Is it normal for a red marble koi male to be so big? Mochi's body is like the size of my thumb... o.o


----------



## Lumirecia (Mar 8, 2017)

So pretty! She has a pretty cellophane in her tails. I recently bought a better last week. Hope s/he will turn out to be as pretty as yours.


----------



## leed (Feb 22, 2017)

Kirasa said:


> Is it normal for a red marble koi male to be so big? Mochi's body is like the size of my thumb... o.o


Sorry for the late replies, but I have no clue how big your thumb is, but there are different sized bettas. Normal, semi-giants, and giants. So I don't know. Just do a bit of researches as to what kind of betta you have? I don't know the measurements off my head.


----------



## leed (Feb 22, 2017)

Lumirecia said:


> So pretty! She has a pretty cellophane in her tails. I recently bought a better last week. Hope s/he will turn out to be as pretty as yours.

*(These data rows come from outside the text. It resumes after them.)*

PR #1868, opened 2025-11-03
expand clang-tidy checks to category/async

mkolosick:
`async` directory now passes `clang-tidy` checks

### DIFF
--- a/category/async/sender_errc.hpp
+++ b/category/async/sender_errc.hpp
@@ -97,9 +97,9 @@ public:
             std::reference_wrapper<filled_write_buffer>>
             payload;
 
-        constexpr value_type() noexcept {}
+        constexpr value_type() noexcept = default;
 
-        constexpr value_type(sender_errc code_) noexcept
+        constexpr explicit value_type(sender_errc code_) noexcept
             : code(code_)
         {
         }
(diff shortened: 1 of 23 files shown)


category/async/sender_errc.hpp
```diff
@@ -276,7 +276,7 @@ namespace detail
         thread_local_sender_errc_with_payload_code_allocator() = default;
 
         template <class U>
-        constexpr thread_local_sender_errc_with_payload_code_allocator(
+        constexpr explicit thread_local_sender_errc_with_payload_code_allocator(
```
maxkozlovsky: for allocators rebind constructor should not be marked explicit I think, mark it as excepted from checks instead

maxkozlovsky (dismissed):

category/mpt/test/fiber_future_wrapped_read.cpp
```diff
@@ -40,13 +40,13 @@
...
-    : public monad::test::AsyncTestFixture<::testing::Test>
+namespace
 {
-};
+    struct FiberFutureWrappedFind
+        : public monad::test::AsyncTestFixture<::testing::Test>
+    {
+    };
 
-TEST_F(FiberFutureWrappedFind, single_thread_fibers_read)
```
Chen-Yifan, line 48: gtests don't need to be in anonymous namespace. Diff would be less noisy if moving them out in this and `mixed_async_sync_loads_test.cpp`.

Chen-Yifan (approved):

PR #1870, opened 2025-11-03
remove unused traits template argument in emitter

goodlyrottenapple:


test/vm/unit/emitter_tests.cpp
```diff
@@ -2407,7 +2395,7 @@ TEST(Emitter, exp)
         for (int i = 0; i < rep_count; ++i) {
             emit.push(513); // some exponent over 512
             emit.push(13); // base (with popcount != 1)
-            emit.exp<EvmTraits<EVMC_SPURIOUS_DRAGON>>(
+            emit.exp<EvmTraits<EVMC_LATEST_STABLE_REVISION>>(
```
goodlyrottenapple, line 2398: This test is very slow (>10s on my machine) so not sure it makes sense to turn it into a typed test. Hence just switched to `EVMC_LATEST_STABLE_REVISION` to at least detect any potential breakage when the evm revision gets updated

andreaslyn (approved):

PR #2133, opened 2026-03-11
Fix compaction progress reset during statesync that set compaction head back to 0

Chen-Yifan:
This is fixed by doing upsert on top of the latest version instead of from a fresh state. Finalized update has to change to `incarnation=true`.

### DIFF
--- a/category/mpt/test/db_test.cpp
+++ b/category/mpt/test/db_test.cpp
@@ -845,24 +845,22 @@ TEST(DbTest, history_length_adjustment_never_under_min)
     Db db{machine, config};
     Node::SharedPtr root{};
 
-    constexpr unsigned nkeys = 1000;
-
-    // prepare updates with 8KB size value
-    std::deque<monad::byte_string> bytes_alloc;
-    std::deque<Update> updates_alloc;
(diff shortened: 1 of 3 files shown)


category/mpt/copy_trie.cpp
```diff
@@ -282,6 +282,9 @@ Node::SharedPtr copy_trie_to_dest(
     Node::SharedPtr dest_root, NibblesView const dest_prefix,
     uint64_t const dest_version, bool const write_root)
 {
+    auto const expected_compact_offset =
+        dest_root ? compact_offset_pair::deserialize(dest_root->value())
+                  : compact_offset_pair::deserialize(src_root->value());
```
es3n1n, line 277: the `compact_offset_pair::deserialize` call here will do `MONAD_ASSERT(bytes.size() == 2 * sizeof(uint32_t));` for non on-disk aux, which by the looks of it, will always fail

Chen-Yifan: Thanks, updated `copy_trie_to_dest()` to assert on disk aux, since that's the intended usage in the Db.

maxkozlovsky (approved):

maxkozlovsky (approved):

PR #2141, opened 2026-03-16
Improve debug output of validate_post_state

### LINKED ISSUE #2121: Improve debugging output of blockchain_test
When invoking blockchain tests with:

```
monad-ethereum-test --fork MONAD_NINE --record-exec-events --blockchain-tests ~/fixtures/
```

I would love to see some more details of what went wrong in case of test failing:

1. Comparison against expected post state in case of wrong merkle root. Right now, when there is a mismatch in post state, the test fails with `wrong merkle root` and when asserting on the post state expectations, it doesn't use the state associated with that merkle root, leaving me with no clue as to where the mismatch is.
2. Include unhashed account addresses. I include them in parenthesis in addition to db keys
3. Include unhashed storage slots alongside db keys - wherever possible, in parenthesis as above
4. Include the storage items from the db, which are absent in the expectations JSON. Unfortunately, unhashed slots are not available in this case. I considered brute force pre-imaging them, assuming in the spec tests they usually are just consecutive integers, but have so far refrained from it.

I tentatively hacked this together in [a branch for reference](https://github.com/category-labs/monad/compare/main...pdobacz:monad:pd/debug-monad-eth-test?expand=1). It seemed to work fine, I'm unsure though of the `db_post_state` change. For my cases it looked OK.

pdobacz:
Closes #2121

### DIFF
--- a/test/ethereum_test/src/blockchain_test.cpp
+++ b/test/ethereum_test/src/blockchain_test.cpp
@@ -33,6 +33,7 @@
 #include <category/execution/ethereum/chain/ethereum_mainnet.hpp>
 #include <category/execution/ethereum/core/address.hpp>
 #include <category/execution/ethereum/core/block.hpp>
+#include <category/execution/ethereum/core/fmt/address_fmt.hpp>
 #include <category/execution/ethereum/core/fmt/bytes_fmt.hpp>
 #include <category/execution/ethereum/core/receipt.hpp>
 #include <category/execution/ethereum/core/rlp/block_rlp.hpp>
@@ -59,6 +60,7 @@
 #include <category/mpt/nibbles_view.hpp>
 #include <category/vm/evm/switch_traits.hpp>
 #include <category/vm/evm/traits.hpp>
+#include <category/vm/utils/evmc_utils.hpp>
 
 #include <monad/test/config.hpp>
 
@@ -86,6 +88,7 @@
 #include <filesystem>
 #include <fstream>
 #include <optional>
+#include <set>
 #include <span>
 #include <string>
 #include <vector>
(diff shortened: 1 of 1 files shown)


test/ethereum_test/src/blockchain_test.cpp
```diff
@@ -236,10 +239,15 @@ void validate_post_state(nlohmann::json const &json, nlohmann::json const &db)
     for (auto const &[addr, j_account] : json.items()) {
         nlohmann::json const addr_json = addr;
         auto const addr_bytes = addr_json.get<Address>();
+        auto const addr_hex = monad::vm::utils::hex_string(addr_bytes);
```
Baltoli: This is now unused, I think
```suggestion
```

test/ethereum_test/src/blockchain_test.cpp
```diff
@@ -671,6 +693,11 @@ void process_test(
             }
         }
         else {
+            // On unexpected error persist post state so that
+            // potential discrepancies in state are reported
```
dhil: I am somewhat confused about this comment.

I suppose what is happening here is that if the test failed, and it was not expected to fail, then we serialize the db to json such that we can dump it for inspection.

```suggestion
            // Error case: if this test failed unexpectedly, then serialize the db state such that we can dump it for inspection.
```

test/ethereum_test/src/blockchain_test.cpp
```diff
@@ -253,25 +260,40 @@ void validate_post_state(nlohmann::json const &json, nlohmann::json const &db)
...
+                EXPECT_EQ(
+                    db_storage.at(db_storage_key).at("value"), expected_value)
+                    << fmt::format("{} ({})", db_storage_key, key_bytes);
+            }
+        }
+        for (auto const &[key, db_value] : db_account.at("storage").items()) {
+            auto const db_storage_value_bytes =
+                db_value.at("value").get<bytes32_t>();
+            // Above loop checked all the keys in j_account's storage,
+            // so if it contained db_storage_key, value was checked.
```
dhil: Nit:
```suggestion
            // The previous loop has already checked that for all key-value pairs of j_account whether there exist a corresponding pair in the db. So, it remains to check whether every db key has a corresponding entry in j_account.
```

PR #2142, opened 2026-03-16
Wait for predecessor tx in execute_system_transaction on early error

andreaslyn:


category/execution/monad/execute_system_transaction_test.cpp
```diff
@@ -282,3 +284,82 @@ TEST(SystemTransaction, statediff_trace_staking_epoch_change)
...
+
+    BlockHeader const header{};
+
+    NoopCallTracer noop_call_tracer;
+    trace::StateTracer noop_state_tracer = std::monostate{};
+
+    auto const tx = Transaction{.type = TransactionType::eip7702};
+
+    boost::fibers::promise<void> promise;
+    promise.set_value();
```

All bettas are pretty to me!  Especially when you grow them from babies. I never bred before, but I can tell you that it's very interesting to watch my baby betta grow up. You never know what they'll really be until they mature. :grin2:


----------



## leed (Feb 22, 2017)

Been pretty busy, but here's an update of 6.5 week. I really do not know why they keep ending up sideways. I think I'm getting better at taking photos. Trying a lot of new things and he has gotten bigger too. I'm pretty sure he will be a combtail. Don't know if it will be a veiltail or plakat. I don't know how long it takes for for long fins to grow out, but the tail is pretty consistent so far. There's only 2 rays, so I'm just assuming veiltail or plakat.


----------



## lilnaugrim (Mar 27, 2013)

Still looks female to me. Looks like she just doesn't have any eggs yet. Fins are too short and round to be male at this point, even a PK.


----------



## ThatFishThough (Jan 15, 2016)

@lilnaugrim, but I haven't seen ovaries in any of the pictures? Is the only way we can see them is via eggs?

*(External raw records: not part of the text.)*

PR #2143, opened 2026-03-17
Remove intx library from category/

brett-monad:
Replace all intx usage in category/ with monad-native types:
- Add monad::vm::runtime::uint512_t (uint512.hpp)
- Refactor uint128_t to match uint256_t idioms (static from_string, UDL in main namespace)
- Replace intx type aliases in int.hpp with vm::runtime types
- Replace intx be_load/be_store, bswap, to_big_endian, as_bytes, to_string/from_string with monad wrappers
- Replace intx arithmetic and bitwise operations with monad::vm::runtime equivalents
- Fix int_fmt.hpp: explicit uint256_t/uint512_t/uint128_t specializations replacing intx templates
- Fix precompiles_bls12: replace intx 512-bit load+compare with std::memcmp
- Remove intx link targets from category/vm/* and redundant category/execution CMakeLists
- Add fmt/quill formatters and to_string for uint128_t
- Assert base range in uint512_t::to_string to guard out-of-bounds indexing
- Restore intx cross-checks for exp, sdivrem, addmod, mulmod, slt in uint256_tests
- Use be_load in receipt.cpp set_3_bits instead of reinterpret_cast + to_big_endian
- Saturate max_gas_cost on overflow instead of wrapping
- Drop redundant monad:: namespace qualifiers from call sites inside namespace monad
- Clean up stale intx comments

Remaining: validate_transaction.cpp uses intx::uint256 at silkpre boundary (third_party change needed).


category/core/runtime/uint128.hpp
Baltoli, line 1: Can we confirm that this implementation is necessary? My understanding from talking to @m-alvarez previously is that we could get away with the compiler-supplied `uint128` types

category/core/runtime/uint512.hpp
Baltoli, line 1: Likewise here - I thought the only usage of 512-bit arithmetic was to perform an overflow check? It doesn't seem worth implementing this type if we don't need it

scripts/check-clang-tidy-changed.sh
Baltoli, line 1: If this is useful to you it could probably go in a follow-up PR rather than here

category/execution/monad/staking/fuzzer/staking_contract_model.cpp
```diff
@@ -580,7 +574,7 @@ namespace monad::staking::test
         auto const input = encoder.encode_final();
         auto res = dispatch<traits>(input, sender, value);
         if (res.has_value()) {
-            auto const rew = intx::be::load<uint256_t>(value.bytes);
+            auto const rew = be_load<uint256_t>(value.bytes);
```
Baltoli: A general point here following my other comments is that if we don't need to implement the fully-general machinery for `uint{128,512}_t`, this function might be more naturally expressed as `uint256::load_be`. This might be an easier change to make once the tests are all passing and you can refactor with confidence

Baltoli: c.f. for similar instances as well, this is just one case

category/execution/ethereum/validate_transaction.cpp
```diff
@@ -214,10 +215,25 @@ template <Traits traits>
...
+        (tx.value > UINT256_MAX - gas_cost) ? UINT256_MAX : tx.value + gas_cost;
     if (tx.type == TransactionType::eip4844) {
-        v0 += tx.max_fee_per_blob_gas * get_total_blob_gas(tx);
+        uint64_t const total_blob_gas = get_total_blob_gas(tx);
+        uint256_t const blob_cost =
+            (total_blob_gas != 0 &&
+             tx.max_fee_per_blob_gas > UINT256_MAX / total_blob_gas)
+                ? UINT256_MAX
+                : tx.max_fee_per_blob_gas * total_blob_gas;
+        v0 = (blob_cost > UINT256_MAX - v0) ? UINT256_MAX : v0 + blob_cost;
```
Baltoli: In fact this is what I believed to be the only place where we used a 512-bit operation, and you've refactored it to not require one - why do we need the 512-bit implementation?

category/execution/ethereum/precompiles_bls12.cpp
```diff
@@ -76,9 +77,8 @@ namespace bls12
         static_assert(sizeof(blst_fp) == 48);
         static constexpr std::size_t fp_encoded_offset = 16;
 
-        auto const integer_value = intx::be::unsafe::load<intx::uint512>(in);
-
-        if (MONAD_UNLIKELY(integer_value >= BASE_FIELD_MODULUS)) {
+        if (MONAD_UNLIKELY(
+                std::memcmp(in, BASE_FIELD_MODULUS_BYTES.data(), 64) >= 0)) {
```
Baltoli, line 98: Could use a comment here to explain the logic - I think the implementation is indeed what you want, but it's not immediately obvious on looking at the new code that this is just a 384-bit `>=`

category/execution/ethereum/validate_transaction.hpp
```diff
@@ -49,15 +53,36 @@ Result<void> validate_transaction(
...
-    // YP (70)
-    uint512_t v0 = tx.value + max_gas_cost(tx.gas_limit, tx.max_fee_per_gas);
+    // YP (70): total cost = value + gas_cost (+ blob_fee).
+    // If gas_limit * max_fee_per_gas overflows uint256, no balance can cover
+    // it — return InsufficientBalance. Also guard value + gas_cost overflow.
+    if (MONAD_UNLIKELY(
+            tx.max_fee_per_gas != 0 &&
+            uint256_t{tx.gas_limit} > UINT256_MAX / tx.max_fee_per_gas)) {
+        return TransactionError::InsufficientBalance;
+    }
```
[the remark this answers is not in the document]
brett-monad: they differ for historical reasons.  no reason to change for this commit

category/core/runtime/uint128.hpp
```diff
@@ -0,0 +1,219 @@
...
+        result.lo = static_cast<uint64_t>(r);
+        result.hi = static_cast<uint64_t>(r >> 64);
+        return result;
+    }
+
+    [[nodiscard]] constexpr uint128_t byteswap(uint128_t x) noexcept
+    {
+        uint128_t result;
+        result.lo = __builtin_bswap64(x.hi);
+        result.hi = __builtin_bswap64(x.lo);
```
Baltoli:
```suggestion
        result.lo = std::byteswap(x.hi);
        result.hi = std::byteswap(x.lo);
```

category/core/runtime/uint128.hpp
```diff
@@ -0,0 +1,219 @@
...
+    };
+
+    static_assert(sizeof(uint128_t) == 16);
+    static_assert(alignof(uint128_t) == 8);
+    static_assert(std::is_trivially_copyable_v<uint128_t>);
+
+    [[nodiscard]] constexpr bool operator==(uint128_t a, uint128_t b) noexcept
+    {
+        return a.lo == b.lo && a.hi == b.hi;
+    }
```
Baltoli:
```suggestion
    [[nodiscard]] constexpr bool operator==(uint128_t a, uint128_t b) noexcept = default;
```

Baltoli: I wonder whether `operator<=>` can be defaulted with the correct behaviour - otherwise it makes sense to provide if we're providing `operator==`.

category/core/runtime/uint128.hpp
```diff
@@ -0,0 +1,219 @@
...
+
+    [[nodiscard]] constexpr uint128_t
+    operator*(uint128_t a, uint128_t b) noexcept
+    {
+        auto const r = static_cast<unsigned __int128>(a) *
+                       static_cast<unsigned __int128>(b);
+        uint128_t result;
+        result.lo = static_cast<uint64_t>(r);
+        result.hi = static_cast<uint64_t>(r >> 64);
+        return result;
```
Baltoli: Nitpick - I'd prefer to see:
```suggestion
    return {
        .lo = static_cast<uint64_t>(r),
        .hi = static_cast<uint64_t>(r >> 64),
    };
```
as a general rule. No big impact here but I think it's cleaner and less error-prone. Same comment elsewhere

category/core/runtime/uint128.hpp
```diff
@@ -0,0 +1,219 @@
...
+                    ++p;
+                }
+            }
+            return result;
+        }
+    };
+
+    static_assert(sizeof(uint128_t) == 16);
+    static_assert(alignof(uint128_t) == 8);
+    static_assert(std::is_trivially_copyable_v<uint128_t>);
```
Baltoli: I think we should also have some kind of static assert that makes sure we can round-trip between this type and the compiler intrinsic. Claude suggests something like:
```cpp
static_assert([] {
    unsigned __int128 native = (static_cast<unsigned __int128>(2) << 64) | 1;
    auto s = std::bit_cast<uint128_t>(native);
    return s.lo == 1 && s.hi == 2;
}());
```
with an appropriate comment.

category/core/runtime/uint128.hpp
```diff
@@ -0,0 +1,219 @@
...
+    static constexpr bool is_specialized = true;
+    static constexpr bool is_integer = true;
+    static constexpr bool is_signed = false;
+    static constexpr int digits = 128;
+
+    static constexpr monad::vm::runtime::uint128_t max() noexcept
+    {
+        monad::vm::runtime::uint128_t r;
+        r.lo = UINT64_MAX;
+        r.hi = UINT64_MAX;
```
Baltoli:
```suggestion
        r.lo = std::numeric_limits<uint64_t>::max();
        r.hi = std::numeric_limits<uint64_t>::max();
```

category/core/runtime/uint128.hpp
```diff
@@ -0,0 +1,219 @@
...
+
+    [[nodiscard]] consteval uint128_t operator""_u128(char const *s)
+    {
+        return uint128_t::from_string(s);
+    }
+
+} // namespace monad::vm::runtime
+
+template <>
+struct std::numeric_limits<monad::vm::runtime::uint128_t>
```
Baltoli: None of them are important, but it's worth filling in the full specialisation here as `uint256_t` does, just for completeness.

category/core/runtime/uint256.hpp
```diff
@@ -222,14 +226,14 @@ namespace monad::vm::runtime
...
-    typedef __int128 int128_t;
+    typedef unsigned __int128 u128;
+    typedef __int128 i128;
 
     [[gnu::always_inline]]
     constexpr inline div_result<uint64_t>
     div_constexpr(uint64_t u_hi, uint64_t u_lo, uint64_t const v) noexcept
     {
-        auto const u = (static_cast<uint128_t>(u_hi) << 64) | u_lo;
+        auto const u = (static_cast<u128>(u_hi) << 64) | u_lo;
```
Baltoli: Maybe add a constructor to `uint128_t` that constructs from a hi / lo pair to avoid shifting and masking outside of library code

category/core/runtime/uint256.hpp
```diff
@@ -644,6 +648,20 @@ namespace monad::vm::runtime
             return load_le_unsafe(bytes).to_be();
         }
 
+        [[gnu::always_inline]]
+        static inline uint256_t be_load(uint8_t const *src) noexcept
+        {
+            return load_be_unsafe(src);
+        }
```
Baltoli: This should be `load_be` to match the existing code, right? Is there an issue with overload resolution that requires the name change?

category/core/runtime/uint256.hpp
```diff
@@ -644,6 +648,20 @@ namespace monad::vm::runtime
...
+
+        template <typename Src>
+            requires requires(Src s) { s.bytes; }
```
Baltoli: Can you use the `FixedBytes` concept in `core/hex.hpp`?

category/core/runtime/uint256.hpp
```diff
@@ -222,14 +226,14 @@ namespace monad::vm::runtime
         }
     };
 
-    typedef unsigned __int128 uint128_t;
-    typedef __int128 int128_t;
+    typedef unsigned __int128 u128;
+    typedef __int128 i128;
```
Baltoli: I think we can dispense with these typedefs now that you've implemented 128 bit integers - you'll need to change the Knuth division code as well.

Baltoli: Or, if @m-alvarez prefers to keep the implementation of that algorithm using native intrinsics, shift the typedefs to local `using uint128_native_t = ...` inside that function

category/core/runtime/uint256.hpp
```diff
@@ -1115,7 +1180,7 @@ namespace monad::vm::runtime
 
         for (int i = static_cast<int>(m - n); i >= 0; i--) {
             auto const ix = static_cast<size_t>(i);
-            uint128_t q_hat;
+            u128 q_hat;
```
Baltoli, line 1174: See above re. typedefs over native intrinsics

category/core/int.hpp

... Kumo had that short of fins his entire life, and I am 100% sure he was male.


----------



## lilnaugrim (Mar 27, 2013)

Some females don't develop ovaries until later in their life; or rather, they simply don't make eggs right away and fill them up for you to see. They're like little sacs and when they're deflated as youngin's, you might not see them. Then as they age and might be around other females or males, they will start their productions from there. Even still, some females do have smaller ovaries than others.

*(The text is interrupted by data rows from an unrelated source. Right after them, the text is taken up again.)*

PR #2145, opened 2026-03-18
Fix geth precompile failing tests validation

goodlyrottenapple:
We were previously not checking if a non-success status code was actually returned

### DIFF
--- a/category/execution/ethereum/precompiles_test.cpp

Also, the ventral fins are too short and stubby, eyes are small compared to body and dorsal is too far from caudal.


----------



## leed (Feb 22, 2017)

lilnaugrim said:


> Still looks female to me. Looks like she just doesn't have any eggs yet. Fins are too short and round to be male at this point, even a PK.


Alright! I was hoping for a female. :grin2:


----------



## dennythebetta (Mar 8, 2017)

She's really cute! What's her name?


----------



## leed (Feb 22, 2017)

dennythebetta said:


> She's really cute! What's her name?


Thank you! I was thinking maybe Azura like the azure colors or maybe Aqua, because she looks aqua to me.


----------



## leed (Feb 22, 2017)

New update 10 weeks since I bought her from petco. I started making her flare, but she hardly flares. Beautiful round tail when she flares.


----------



## moodynarwhal (Mar 24, 2016)

Female's beards aren't as big as males, so they aren't as visible, even when they flare. She's really pretty!


----------



## BettaStarter24 (Mar 24, 2014)

I say female too. Can't see ovaries yet but as Lil mentioned, the fin shape and eyes say girl to me.


----------



## leed (Feb 22, 2017)

moodynarwhal said:


> Female's beards aren't as big as males, so they aren't as visible, even when they flare. She's really pretty!


Thank you!! :grin2:


----------



## leed (Feb 22, 2017)

Week12 - shes doing great! I'm uploading with my phone, so idk how good the quality will be, since it has to be resized. Week 11 photo was kind of blurry. Well she's been eating a lot... stealing food from the guppies and catfish cories.


----------



## leed (Feb 22, 2017)

Time for an update!!! It's now week 17 since I bought her as a baby. I love her a lot, well I have a questions for you guys, she is not a veil tail right? 000


----------



## ReticentTeacup (May 7, 2017)

No, she definitely is not! What a pretty girl! I'd say she's a combtail but I am not always spot-on with tail types.


----------



## leed (Feb 22, 2017)

ReticentTeacup said:


> No, she definitely is not! What a pretty girl! I'd say she's a combtail but I am not always spot-on with tail types.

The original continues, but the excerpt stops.